Imagination Games; July 28 2019

When I was a kid, I knew one thing about Jewish people: everyone inexplicably wanted them dead. Or enslaved. Both, maybe? Either? Large groups of people had this in common, which was utterly wild to me in the worst way. (I say ‘was’; it still is.) What a thing to know, as a child.

It wasn’t like I was oblivious to religious contention. I’d been enrolled in a Catholic school for grades 1 and 2. That didn’t last, since I wasn’t there for religious reasons – they had the only fully bilingual curriculum in effect, and it wasn’t worth the brainwashing. I legitimately came home one day expressing confusion over the fact that people were sad over a little boy’s death.

‘He’s in heaven now! What are they crying for?’

Just like that, my parents watched a future unfold in which I was a religious mass murderer, and I was switched to a different school.

But I digress.

I knew that Jewish people had historically been abused, and I knew I wanted to be left alone during recess.
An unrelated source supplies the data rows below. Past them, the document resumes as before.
Issue #1564, opened 2022-01-26
Combine controllers to 1


whynowy:
Right now we have `eventsource-controller`, `eventbus-controller` and `sensor-controller` installed in `argo-events` namespace, which can be combined to 1.

PR #1705, opened 2022-03-03
feat: jetstream eventbus controller implementation

whynowy:

This PR is part of the effort of JetStream EventBus implementation.

A JetStream EventBus spec looks like below, where `version` is a required field in the spec.

```yaml
kind: EventBus
metadata:
  name: default
spec:
  jetstream:
    version: 2.7.3
```

TLS enabling is not done in this PR, it should be implemented before we do an official release.

Current `Nats Streaming` image configuration is also moved into a configmap, together with JetStream image configs. This configmap is now only used by `eventbus-controller`. As one of the follow-up tasks, all of the 3 controllers will be merged to one #1564.

Checklist:


common/hash.go
```diff
@@ -0,0 +1,21 @@
+package common
```
whynowy, line 1: We should refactor all these utilities under common.

pkg/apis/eventbus/v1alpha1/jetstream_eventbus.go
```diff
@@ -0,0 +1,96 @@
...
+	// +optional
+	Affinity *corev1.Affinity `json:"affinity,omitempty" protobuf:"bytes,13,opt,name=affinity"`
+	// ServiceAccountName to apply to the StatefulSet
+	// +optional
+	ServiceAccountName string `json:"serviceAccountName,omitempty" protobuf:"bytes,14,opt,name=serviceAccountName"`
+	// JetStream configuration, if not specified, global settings in controller-config will be used.
+	// See https://docs.nats.io/running-a-nats-service/configuration#jetstream.
+	// Only configure "max_memory_store" or "max_file_store", do not set "store_dir" as it has been hardcoded.
+	// +optional
+	Settings *string `json:"settings,omitempty" protobuf:"bytes,15,opt,name=settings"`
```
juliev0, line 73: This is nice and generic. I'll update my design document to reflect this.

pkg/apis/eventbus/v1alpha1/jetstream_eventbus.go
```diff
@@ -0,0 +1,96 @@
...
+}
+
+func (j JetStreamBus) GetReplicas() int {
+	if j.Replicas == nil {
+		return 3
+	}
+	if *j.Replicas < 3 {
```
juliev0, line 80: oh, interesting. We don't let them have less than 3. Ideally maybe we'd warn them but not critical.

juliev0 (approved):
Nice. Left a few comments but didn't really see any issues.

pkg/apis/eventbus/v1alpha1/jetstream_eventbus.go
whynowy: Cluster setting has a different configuration from single node setting, it's not worth supporting that for us.

For a cluster setting, it needs at least 2 nodes to make it work. JetStream uses a RAFT algorithm for clustering, which does not make sense to use an even number. So a reasonable cluster node number is 3 or 5.

```
In order to ensure data consistency across complete restarts, a quorum of servers is required. A quorum is ½ cluster size + 1. This is the minimum number of nodes to ensure at least one node has the most recent data and state after a catastrophic failure. So for a cluster size of 3, you’ll need at least two JetStream enabled NATS servers available to store new messages. For a cluster size of 5, you’ll need at least 3 NATS servers, and so forth.
```

https://docs.nats.io/running-a-nats-service/configuration/clustering/jetstream_clustering#the-quorum

juliev0: Okay. Just wondering if we might want to log something so it's not a silent change. But I'm good with whatever - probably rare that somebody would set replicas to 1 or 2.

manifests/base/eventbus-controller/controller-config.yaml
```diff
@@ -0,0 +1,30 @@
...
+          # Only configure "max_memory_store" or "max_file_store", do not set "store_dir" as it has been hardcoded.
+          # e.g. 1G. -1 means no limit, up to 75% of available memory
+          max_memory_store: -1
+          # e.g. 20G. -1 means no limit, Up to 1TB if available
+          max_file_store: 1TB
+        versions:
+        - version: 2.7.3
+          natsImage: nats:2.7.3
+          metricsExporterImage: natsio/prometheus-nats-exporter:0.9.1
+          startCommand: /nats-server
```
daniel-codefresh, line 26: shouldn't it be `nats-server` (without the `/`) ?

daniel-codefresh (approved):
Overall looks great! left few small comments/questions

manifests/base/eventbus-controller/controller-config.yaml
whynowy: This image is built from `scratch`, the binary is put under `/`,  so we have to use `/nats-server`.

controllers/config.go
```diff
@@ -0,0 +1,87 @@
...
+func (g *GlobalConfig) GetNatsStreamingVersion(version string) (*NatsStreamingVersion, error) {
+	if g.EventBus.NATS == nil || len(g.EventBus.NATS.Versions) == 0 {
+		return nil, fmt.Errorf("nats streaming configuration not found")
+	}
+	for _, r := range g.EventBus.NATS.Versions {
+		if r.Version == version {
+			return &r, nil
+		}
+	}
+	return nil, fmt.Errorf("no nats streaming configuration found for %q", version)
```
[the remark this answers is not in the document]
whynowy: Good point!

controllers/eventbus/installer/jetstream.go
```diff
@@ -0,0 +1,615 @@
...
+		old.Spec = spec
+		if err := r.client.Update(ctx, old); err != nil {
+			return fmt.Errorf("failed to update jetstream statefulset, err: %w", err)
+		}
+		r.logger.Info("updated jetstream statefulset successfully")
+	}
+	return nil
+}
+
+func (r *jetStreamInstaller) buildStatefulSetSpec(jeVersion *controllers.JetStreamVersion) appv1.StatefulSetSpec {
```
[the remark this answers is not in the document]
whynowy: Having a default version will cause future upgrade issue - if `version` is not specified, we use a default version, that will prevent us from updating the default version later, otherwise if the default one is changed, those installation with default versions will be automatically updated. This is a problem for current nats streaming implementation.

pkg/apis/eventbus/v1alpha1/jetstream_eventbus.go
whynowy: Adding a log sounds good.

whynowy: It seems to be awkward to add a log in the model, skip it for now.

controllers/eventbus/installer/jetstream.go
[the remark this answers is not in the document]
daniel-codefresh: Got it, thanks for the clarification

controllers/eventbus/validate.go
```diff
@@ -1,29 +1,36 @@
...
+				return fmt.Errorf("\"spec.nats.exotic.clusterID\" is missing")
+			}
+			if e.URL == "" {
+				return fmt.Errorf("\"spec.nats.exotic.url\" is missing")
+			}
+		}
+	}
+	if x := eb.Spec.JetStream; x != nil {
+		if x.Version == "" {
+			return fmt.Errorf("invalid spec: a version for jetstream needs to be specified")
```
sarabala1979, line 33: Can we add `replicas` validation here?

whynowy: sounds good, done.

sarabala1979 (approved):
LGTM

I wasn’t an unpopular kid, but when it came down to a choice, I always preferred my own company. So I made up a game, as kids often do.

It was called Jewish Refugee.

On the surface, it was simple: Avoid Everybody. The teachers were the Gestapo, or the Egyptian slavers, or whoever else was the enemy du jour. All the other children on the playground were Nazis, or slave owners. Interacting with anybody meant Death... or an anxiety attack, which certainly felt like dying. In my imagination, I’d be returned to the camps, or to a whipping, and executed.
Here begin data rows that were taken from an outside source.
PR #1719, opened 2022-03-09
feat: enabling Jetstream publishing/subscribing

juliev0:
In order to incorporate Jetstream I needed to separate out our existing driver interface into multiple interfaces, since the driver interface didn't support everything I needed.

The problems I was trying to address as part of this:
- I needed some of my Jetstream logic to occur outside of one individual Trigger (i.e. the cleanup effort in the K/V store that happens on the Sensor level (removing old Triggers, etc))
- I wanted Jetstream-specific code and NATS Streaming-specific code to be able to determine things like: client ID, group name, and subject name since the two are different in that regard.

I've now created new interfaces in addition to the original ones (driver.Driver and driver.Connection):

- sourceEventBus.Driver: for setting up connections for the EventSource
- sensorEventBus.Driver: for setting up connections for the Sensor
- SourceConnection: for publishing Events for an individual Source
- TriggerConnection: for subscribing to Events for an individual Trigger

If it helps I can provide a class/interface diagram.

Checklist:


whynowy:
I like the idea to have different drivers and connections for event source and sensor. One suggestion is grouping them into a better structure under centralized `eventbus` dir. For example:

This was a child’s game. A grim one, yeah, but still a game. This was an unthinkable scenario on par with saving princesses from dragons, or discovering fairy caves, or any of the other imagination games kids like to play. Because that stuff isn’t real to kids. It’s all part of a story. Monsters aren’t real. Nazis aren’t real.

That was in the late nineties, early 2000s. And now, in 2019, Nazis are back, and no one’s playing anymore.
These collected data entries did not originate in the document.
Issue #1747, opened 2022-03-17
Event loss by Event Source/Sensors after enabling HA (High Availability) 


PremanandPatil:
**Describe the bug**
HA was enabled on Event Source, So there were two event source were running, one is master(Leader) and another is follower.
Meanwhile we have upgraded Event Bus Configuration, it took little longer time than usual, in mean time both ES becomes follower. 

We were expecting that after one ES will be become Leader after Event Bus updation, but both ES remains follower and non of them become Leaser, which cause that our events were not consumed and we miss our dependency due to this.  

1. Create ES with HA 
2. Create Sensor which will be triggered by ES on some condition
3. Stop Event Bus or upgrade it's configuration
4. both ES will become follower ("I am not Leader")
5. bring back Event Bus
6. both ES will stay as follower ("I am not Leader")

**Expected behavior**
Expected behavior one of ES should become Leader and start consuming message from event bus. 

**Screenshots**
N/A

**Environment (please complete the following information):**
 - Kubernetes: [e.g. v1.18.6]
 - Argo: [e.g. v2.9.4]
 - Argo Events: 1.5.6

**Additional context**
This issue has been identified when Event Bus upgradation was happening for more than 20 min 

---

**Message from the maintainers**:

If you wish to see this enhancement implemented please add a 👍 reaction to this issue! We often sort issues this way to know what to prioritize.

whynowy:
Max reconnection to Nats server defaults to 60, needs to change it to retry forever.

PR #1748, opened 2022-03-18
fix(leaderelection): never give up connection retry to nats server

whynowy:
Fixes: #1747

1. The max auto reconnection to Nats server for Leader Election defaults to 60, changed to retry forever;
2. If EventBus auth file is changed (e.g. the auth secret is deleted by mistake, the controller will regenerate a secret), let the eventsource and sensor pods restart to pick up the new auth file.

Checklist:


sarabala1979 (approved):

tooptoop4:
would be great to have a new release with this, helps fix https://github.com/argoproj/argo-events/issues/1547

On that dour note, here’s part of a story that is just make-believe.



“We’ve tried fruit, fire, and blood,” I listed the offerings we’d burned through so far. My father worked on a small farm, where I’d grown up helping cultivate all manner of berry bushes and vegetable patches. When I’d left, I’d offered up most of the spring harvest to my new goddess, but it hadn’t done anything for her. Setting the offering ablaze had only served to create the nicest-smelling bonfire I’d ever been to.

“He’s bound to find something that breathes power into you, little sister,” Kiphes soothed. “What about a pelt? How do you feel about hunting?”

“I don’t know,” Seyhra said, but there was a note of hope in there. “I could be a goddess of the hunt...”

“Zaccheus, head towards the bark-hounds, instead!” Kiphes instructed, eager to have her suggestion tested. “If all else fails, you’ll die and become mine.”

I really didn’t want to walk into Kiphes’ embrace just yet. If nothing else, it would be awkward to see Leander again so soon.